Encore College Guru Certification Webinar

December is National Early Decision Month, when high school seniors learn whether they got into their top choice, "ED" colleges.

The official party line about how Early Decision works goes a little somethin' like this:

  • Aspiring college student falls in love with THE college that he/she is dying to get into (obviously, the college must be impossible to get into, otherwise, who would be dying to go there?)
  • Aspiring college student submits his application, indicating that he's "going ED"
  • If college admits him, he MUST go

There's only one problem with the above:  

It's false.  Fake news. 

Here's the way things really work with Early Decision, just in case you never hear this from your guidance counselor (more on that below).

First, nothing and nobody can compel you to attend a college, no matter what box you checked on your college application.

Second, the Early Decision agreement is not binding, legally speaking.  In this country, minors lack legal capacity to form a contract.  

If this is surprising to you, you have plenty of company.  I'd wager that 99% of guidance counselors and college advisors don't understand this.  

In fact, many give completely opposite advice, like the college advisor at a private NYC high school who posted this:

The early decision application is a binding contract where, by signing the agreement, a student is committing to enroll at a first-choice institution if accepted and then withdraw all applications to other schools. Not only does the student sign the agreement, her parents and school counselor do as well.
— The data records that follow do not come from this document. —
PR #4761, opened 2020-07-28
refactor(kubernetes): Clean up data provider classes

ezimanyi:
* refactor(kubernetes): Improve typing in view classes 

  In a number of places we store data in these classes as the interface type rather than as the concrete type, and then need to cast to the Kubernetes-specific implementation. Instead, let's keep everything concrete in the Kubernetes classes to avoid this casting.

  In some cases, using the interface type can be useful (ie, if we don't want certain implementation-specific functions to be visible). But in this case the primary use for these data classes is serializing them and sending them to another microservice (and eventually to deck). Regardless of the type we are storing it in, we are still fully serializing the instance fields, so the effective contract is that callers expect to find Kubernetes-specific fields here. (That's the reason the tests were casting to the specific type, so that they could verify things in the serialized results.)

* refactor(kubernetes): Inline some functions in data provider 

  As a first pass to simplifying the Kubernetes data providers, inline a few functions. While this makes the calling function longer, it will be simpler because we won't be passing as many custom map objects across function boundaries. As the later commits will show, we'll also better be able to simplify things when the logic is all in one function.

* refactor(kubernetes): Inline a variable in cluster provider 

  A small commit, inlining a variable that is only used in one place and can be just created in place rather than stored as a local variable.

  Also removed the needless null filtering in the return from the function; the only things in this set are the results of calling new KubernetesV2Cluster(...) which can never be null.

* refactor(kubernetes): Replace mutating set with collector 

  Small change to update the return of this function to use a collector instead of mutating a set.

* refactor(kubernetes): Clean up null safety in KubernetesCacheUtils 

  There are a lot of unnecessary null checks in KubernetesCacheUtils and in code that calls those functions, because pretty much every function assumes a Collection<CacheData> might contain null elements.

  At first, I had this commit filtering the results from all calls to the cache (on the assumption that the cache might return a collection containing null elements if you requested an id that didn't exist). But I checked all of the current implementations of Cache, and all of them ensure filter nulls from the result.
  (In the SQL case we even know this statically as it returns a MutableCollection<CacheData> rather than a MutableCollection<CacheData?>.

  To avoid the unnecessary duplicate work, just remove filtering of the Collection<CacheData> that we get back from the cache. Then as long we we don't ourselves create a Collection<CacheData> with null elements, we can be sure that all such collections don't have nulls.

This is not a decision to be made lightly. A student should only apply ED if she is 100% certain that this school is her dream school and the best possible match for her.

Ooooo, the school counselor signs the agreement too?  Jeepers, it must be important!

Pardonnez-moi, but please explain to me the legalities of a guidance counselor -- who most students barely know -- sticking their signature on a non-binding agreement. 

(If you actually read the language, the counselor signs to indicate that she "advised" the student how ED works, not to somehow coerce them to attend a college they're having second thoughts about.)

Putting all that aside, if you read the Early Decision agreement (google it) you'll see, in plain English -- and not buried in a footnote -- that you have a "financial out."

Meaning, if you get in ED, but decide that your financial aid or scholarship offer is not adequate, you may be released from your fake ED obligation. 

No harm, no foul.  

And -- this is important to note -- there is no standard to meet in order to invoke this financial out.

You do not have to prove that "the award does not make attending that college possible." You are sole judge and jury of its adequacy or inadequacy.

That begs the question, why would you never hear this side of the story unless you stumbled across it, randomly on the internet?

The obvious answer:  if you invoked your financial aid get out of jail free card. your high school counselor would most likely sh-t a brick, out of mortal fear that NEXT year's batch of kids applying to that college would be somehow tainted by your crime against humanity.

To which I say, "Tough taters!"  Your duty of loyalty is to your family, not your high school or district.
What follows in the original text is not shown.